----- Input for this task -----

PR #900, opened 2023-01-17
Use Array.Empty<T>()

martincostello:
## Changes

Use `Array.Empty<string>()` instead of allocating a new array.

* [ ] Appropriate `CHANGELOG.md` updated for non-trivial changes
* [ ] Design discussion issue #

Issue #894, opened 2023-01-12
Update all projects with `Nullable`


Kielek:
# Issue that does not fit into other categories

This issue is to track the effort of updating all projects to support Nullable and remove:

```xml
  <Nullable>disable</Nullable>
```

If possible enable projects one by one with corresponding Tests project to avoid huge PRs.

Ref: https://github.com/open-telemetry/opentelemetry-dotnet/issues/3958

FernandoNunes:
Hi @Kielek ,

I've started to pick this up. First PR is here: https://github.com/open-telemetry/opentelemetry-dotnet-contrib/pull/920

Kielek:
@FernandoNunes, it is the goal, but I would expect more changes related to the code adjustment. See as an example: https://github.com/open-telemetry/opentelemetry-dotnet-contrib/pull/892/files.

Note: the tricky part could be OpenTelemetry.Contrib.Shared project which is compiled-in for multiple projects. What is more it is copied from main/SDK repository. It will be great to enable nullability there and then copy it here.

Kielek:
@zivaninstana, would you like to contribute to this issue? Exporter.Instana still does not implement this feature.

zivaninstana:
Yes sure, I will take a look

Kielek:
Assigning @CodeBlanch as he is working on last part - Geneva exporter.

Kielek:
Closing. See #1349

PR #908, opened 2023-01-19
Enable analysers

martincostello:
## Changes

Enable `<AnalysisLevel>latest-All</AnalysisLevel>` as suggested in https://github.com/open-telemetry/opentelemetry-dotnet-contrib/pull/900#issuecomment-1387222338.

Within the production shipping packages there are two changes that change the public API surface. As both packages are still pre-release on NuGet.org I assumed this was fine. These changes can be reverted and suppressed if preferred.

-----

▶ **Description of the task**: Gather every line from the entries above where the word "will" appears, and copy them.

▶ **Solution below**:
Note: the tricky part could be OpenTelemetry.Contrib.Shared project which is compiled-in for multiple projects. What is more it is copied from main/SDK repository. It will be great to enable nullability there and then copy it here.
Yes sure, I will take a look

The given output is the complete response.